■ **WHAT IS BEING ASKED**: In the records below, find the line that contains "### LINKED ISSUE #2515: perf(feelmesh): bulk" and the line that contains "### LINKED ISSUE #2516: Reduce", then retype exactly those two lines and every line between them.

(DATA EXTRACTS begins)

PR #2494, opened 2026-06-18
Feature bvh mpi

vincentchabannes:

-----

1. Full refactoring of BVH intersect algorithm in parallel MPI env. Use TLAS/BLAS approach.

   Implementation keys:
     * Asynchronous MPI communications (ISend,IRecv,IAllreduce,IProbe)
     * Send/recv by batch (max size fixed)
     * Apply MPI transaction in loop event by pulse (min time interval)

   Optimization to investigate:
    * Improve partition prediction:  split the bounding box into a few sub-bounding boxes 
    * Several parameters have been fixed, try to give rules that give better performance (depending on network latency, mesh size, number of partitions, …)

(DATA EXTRACTS ends)
(DATA EXTRACTS begins)

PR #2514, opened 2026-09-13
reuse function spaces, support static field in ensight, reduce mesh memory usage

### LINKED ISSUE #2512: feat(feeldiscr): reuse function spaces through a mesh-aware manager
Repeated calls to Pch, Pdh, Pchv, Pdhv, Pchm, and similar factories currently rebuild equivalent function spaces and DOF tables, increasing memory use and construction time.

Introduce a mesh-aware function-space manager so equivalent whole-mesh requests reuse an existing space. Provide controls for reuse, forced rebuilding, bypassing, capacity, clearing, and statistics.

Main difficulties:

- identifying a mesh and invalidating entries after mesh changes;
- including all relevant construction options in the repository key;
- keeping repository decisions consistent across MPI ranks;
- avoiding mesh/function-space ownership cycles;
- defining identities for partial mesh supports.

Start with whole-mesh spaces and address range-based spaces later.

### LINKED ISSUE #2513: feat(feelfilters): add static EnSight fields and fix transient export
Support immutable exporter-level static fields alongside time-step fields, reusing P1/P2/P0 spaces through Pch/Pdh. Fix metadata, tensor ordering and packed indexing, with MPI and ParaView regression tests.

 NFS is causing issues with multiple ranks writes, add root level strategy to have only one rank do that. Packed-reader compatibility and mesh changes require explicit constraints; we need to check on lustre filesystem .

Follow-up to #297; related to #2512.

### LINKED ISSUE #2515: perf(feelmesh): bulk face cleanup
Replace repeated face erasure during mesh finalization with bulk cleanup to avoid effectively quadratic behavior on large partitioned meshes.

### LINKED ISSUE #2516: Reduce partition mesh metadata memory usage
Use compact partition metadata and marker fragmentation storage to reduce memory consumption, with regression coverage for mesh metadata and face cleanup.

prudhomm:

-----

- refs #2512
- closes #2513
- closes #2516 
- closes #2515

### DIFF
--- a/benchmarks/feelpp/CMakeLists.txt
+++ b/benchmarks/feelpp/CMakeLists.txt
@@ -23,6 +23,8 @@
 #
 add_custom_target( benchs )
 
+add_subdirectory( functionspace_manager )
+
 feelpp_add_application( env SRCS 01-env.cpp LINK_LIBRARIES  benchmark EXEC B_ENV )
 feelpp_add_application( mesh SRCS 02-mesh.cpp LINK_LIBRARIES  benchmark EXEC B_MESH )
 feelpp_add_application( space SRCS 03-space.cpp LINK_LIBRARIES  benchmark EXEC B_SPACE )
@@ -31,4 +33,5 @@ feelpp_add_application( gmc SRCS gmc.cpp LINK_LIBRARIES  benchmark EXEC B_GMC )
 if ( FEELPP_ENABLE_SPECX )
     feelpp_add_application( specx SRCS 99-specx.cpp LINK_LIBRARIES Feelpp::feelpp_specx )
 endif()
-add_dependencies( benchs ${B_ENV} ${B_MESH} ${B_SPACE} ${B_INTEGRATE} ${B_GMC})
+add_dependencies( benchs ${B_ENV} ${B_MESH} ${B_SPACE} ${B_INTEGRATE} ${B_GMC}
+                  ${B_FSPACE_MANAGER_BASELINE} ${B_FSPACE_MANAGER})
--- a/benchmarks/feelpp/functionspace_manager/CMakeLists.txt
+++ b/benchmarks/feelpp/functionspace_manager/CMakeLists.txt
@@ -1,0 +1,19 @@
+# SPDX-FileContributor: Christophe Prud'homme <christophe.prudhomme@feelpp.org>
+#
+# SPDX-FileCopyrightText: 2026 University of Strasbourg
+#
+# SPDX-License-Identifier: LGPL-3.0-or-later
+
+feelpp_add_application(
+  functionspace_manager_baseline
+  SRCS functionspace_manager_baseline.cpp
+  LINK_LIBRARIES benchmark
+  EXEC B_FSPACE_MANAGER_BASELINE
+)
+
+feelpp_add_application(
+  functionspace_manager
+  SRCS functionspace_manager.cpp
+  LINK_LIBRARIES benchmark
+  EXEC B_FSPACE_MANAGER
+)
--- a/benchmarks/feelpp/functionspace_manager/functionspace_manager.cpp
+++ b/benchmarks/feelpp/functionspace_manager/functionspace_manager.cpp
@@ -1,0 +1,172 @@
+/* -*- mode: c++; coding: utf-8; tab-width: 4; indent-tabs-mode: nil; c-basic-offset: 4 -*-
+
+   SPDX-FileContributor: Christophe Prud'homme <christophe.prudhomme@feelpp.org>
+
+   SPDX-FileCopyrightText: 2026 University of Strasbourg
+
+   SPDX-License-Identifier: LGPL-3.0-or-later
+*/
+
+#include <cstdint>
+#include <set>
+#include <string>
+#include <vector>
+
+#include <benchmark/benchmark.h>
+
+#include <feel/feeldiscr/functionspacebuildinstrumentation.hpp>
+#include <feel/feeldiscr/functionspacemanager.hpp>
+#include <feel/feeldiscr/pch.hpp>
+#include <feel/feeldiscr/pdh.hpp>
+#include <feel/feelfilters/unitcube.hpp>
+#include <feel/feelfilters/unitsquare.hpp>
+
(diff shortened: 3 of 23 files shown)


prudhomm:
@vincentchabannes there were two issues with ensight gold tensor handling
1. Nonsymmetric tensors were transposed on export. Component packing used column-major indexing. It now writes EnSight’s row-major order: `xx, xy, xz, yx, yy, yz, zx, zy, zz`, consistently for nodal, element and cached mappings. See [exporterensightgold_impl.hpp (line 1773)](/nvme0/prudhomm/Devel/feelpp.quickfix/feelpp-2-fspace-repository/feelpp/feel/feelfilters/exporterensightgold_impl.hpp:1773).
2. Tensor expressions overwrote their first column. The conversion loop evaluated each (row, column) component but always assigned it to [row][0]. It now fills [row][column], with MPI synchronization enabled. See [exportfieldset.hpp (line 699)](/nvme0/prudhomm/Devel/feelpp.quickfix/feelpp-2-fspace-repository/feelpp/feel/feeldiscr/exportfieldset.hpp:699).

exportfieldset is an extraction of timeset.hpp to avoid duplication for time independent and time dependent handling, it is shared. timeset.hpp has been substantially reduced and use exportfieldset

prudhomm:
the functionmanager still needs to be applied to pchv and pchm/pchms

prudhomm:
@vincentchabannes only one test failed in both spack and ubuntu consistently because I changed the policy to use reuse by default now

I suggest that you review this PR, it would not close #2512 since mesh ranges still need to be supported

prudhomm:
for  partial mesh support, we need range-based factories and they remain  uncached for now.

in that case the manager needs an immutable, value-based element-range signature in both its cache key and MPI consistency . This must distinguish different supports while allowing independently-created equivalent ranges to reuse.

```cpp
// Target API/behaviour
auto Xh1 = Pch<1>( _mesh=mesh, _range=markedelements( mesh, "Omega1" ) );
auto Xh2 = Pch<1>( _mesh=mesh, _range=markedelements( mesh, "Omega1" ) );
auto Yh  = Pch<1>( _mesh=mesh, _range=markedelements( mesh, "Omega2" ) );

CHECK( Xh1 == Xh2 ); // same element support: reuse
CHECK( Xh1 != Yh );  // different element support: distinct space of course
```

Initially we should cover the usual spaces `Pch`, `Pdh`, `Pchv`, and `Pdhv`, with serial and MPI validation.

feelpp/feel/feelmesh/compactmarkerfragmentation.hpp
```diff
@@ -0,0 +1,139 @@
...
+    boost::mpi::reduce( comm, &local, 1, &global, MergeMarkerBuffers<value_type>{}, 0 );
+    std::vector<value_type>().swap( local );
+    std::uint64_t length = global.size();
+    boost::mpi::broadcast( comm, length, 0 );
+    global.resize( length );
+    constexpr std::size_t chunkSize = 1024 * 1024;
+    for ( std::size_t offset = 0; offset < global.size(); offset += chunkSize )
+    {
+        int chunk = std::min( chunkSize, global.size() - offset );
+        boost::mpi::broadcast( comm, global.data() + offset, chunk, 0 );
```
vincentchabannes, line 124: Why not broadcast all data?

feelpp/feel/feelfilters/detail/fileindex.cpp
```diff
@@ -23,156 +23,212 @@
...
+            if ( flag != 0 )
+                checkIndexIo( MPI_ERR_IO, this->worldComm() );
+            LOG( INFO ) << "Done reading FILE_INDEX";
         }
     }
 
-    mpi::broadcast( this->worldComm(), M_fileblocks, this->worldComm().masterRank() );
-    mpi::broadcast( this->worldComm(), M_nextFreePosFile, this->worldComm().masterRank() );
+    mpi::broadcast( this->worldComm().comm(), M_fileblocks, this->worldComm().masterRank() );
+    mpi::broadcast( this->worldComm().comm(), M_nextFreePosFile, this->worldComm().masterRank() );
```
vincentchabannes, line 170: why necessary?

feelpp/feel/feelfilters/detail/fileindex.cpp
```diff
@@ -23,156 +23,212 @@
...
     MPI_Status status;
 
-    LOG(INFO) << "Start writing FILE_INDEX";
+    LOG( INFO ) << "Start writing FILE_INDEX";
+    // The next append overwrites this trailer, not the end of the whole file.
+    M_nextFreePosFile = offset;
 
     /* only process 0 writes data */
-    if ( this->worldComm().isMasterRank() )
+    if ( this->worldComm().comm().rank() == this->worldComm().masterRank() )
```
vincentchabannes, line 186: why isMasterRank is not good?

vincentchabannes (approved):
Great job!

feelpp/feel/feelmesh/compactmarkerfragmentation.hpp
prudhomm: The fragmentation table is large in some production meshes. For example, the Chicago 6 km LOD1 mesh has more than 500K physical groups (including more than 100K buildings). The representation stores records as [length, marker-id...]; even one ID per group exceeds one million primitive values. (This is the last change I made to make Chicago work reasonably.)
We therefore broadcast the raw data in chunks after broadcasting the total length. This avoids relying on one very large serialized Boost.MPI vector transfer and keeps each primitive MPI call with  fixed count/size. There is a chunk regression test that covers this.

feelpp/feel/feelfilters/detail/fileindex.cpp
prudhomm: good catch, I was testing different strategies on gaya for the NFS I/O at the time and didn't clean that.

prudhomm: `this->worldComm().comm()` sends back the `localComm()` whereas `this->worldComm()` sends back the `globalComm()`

(DATA EXTRACTS ends)

■ **TASK ANSWER**:
### LINKED ISSUE #2515: perf(feelmesh): bulk face cleanup
Replace repeated face erasure during mesh finalization with bulk cleanup to avoid effectively quadratic behavior on large partitioned meshes.

### LINKED ISSUE #2516: Reduce partition mesh metadata memory usage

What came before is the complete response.